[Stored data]

*** Begin section ***

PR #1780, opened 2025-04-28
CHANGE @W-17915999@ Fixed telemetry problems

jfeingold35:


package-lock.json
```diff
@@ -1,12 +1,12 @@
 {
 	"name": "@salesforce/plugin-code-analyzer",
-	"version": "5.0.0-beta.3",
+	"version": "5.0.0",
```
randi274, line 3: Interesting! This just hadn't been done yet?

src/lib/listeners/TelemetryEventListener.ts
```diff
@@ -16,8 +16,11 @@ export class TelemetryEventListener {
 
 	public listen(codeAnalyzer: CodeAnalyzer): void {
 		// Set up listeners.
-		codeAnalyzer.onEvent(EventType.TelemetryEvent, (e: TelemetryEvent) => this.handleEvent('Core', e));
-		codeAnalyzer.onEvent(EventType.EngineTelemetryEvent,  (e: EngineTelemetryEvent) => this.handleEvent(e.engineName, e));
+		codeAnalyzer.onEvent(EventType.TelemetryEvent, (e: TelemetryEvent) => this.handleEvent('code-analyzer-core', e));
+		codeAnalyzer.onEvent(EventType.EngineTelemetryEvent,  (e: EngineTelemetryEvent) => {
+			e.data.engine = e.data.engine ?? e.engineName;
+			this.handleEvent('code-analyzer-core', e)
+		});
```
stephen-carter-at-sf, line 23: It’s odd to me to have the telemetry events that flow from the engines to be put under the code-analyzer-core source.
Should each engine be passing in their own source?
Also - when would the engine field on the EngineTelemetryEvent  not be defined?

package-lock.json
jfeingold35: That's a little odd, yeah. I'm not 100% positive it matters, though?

*** End section ***
*** Begin section ***

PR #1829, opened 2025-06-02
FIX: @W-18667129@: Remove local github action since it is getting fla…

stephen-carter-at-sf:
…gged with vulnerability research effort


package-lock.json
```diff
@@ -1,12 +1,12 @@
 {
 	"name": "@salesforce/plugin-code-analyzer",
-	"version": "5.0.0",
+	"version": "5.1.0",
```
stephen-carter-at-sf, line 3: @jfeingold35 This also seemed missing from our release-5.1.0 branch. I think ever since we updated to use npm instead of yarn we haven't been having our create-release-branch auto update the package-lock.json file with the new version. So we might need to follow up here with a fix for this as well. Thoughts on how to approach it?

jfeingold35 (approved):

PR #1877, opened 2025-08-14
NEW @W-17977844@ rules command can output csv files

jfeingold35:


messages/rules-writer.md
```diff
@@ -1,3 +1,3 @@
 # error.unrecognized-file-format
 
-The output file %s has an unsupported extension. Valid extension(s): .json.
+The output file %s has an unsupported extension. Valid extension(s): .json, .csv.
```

*** End section ***

_What needs to be done_. State, as a bare number, how many lines of the records above include "unsupported".

_Exercise answer_. 2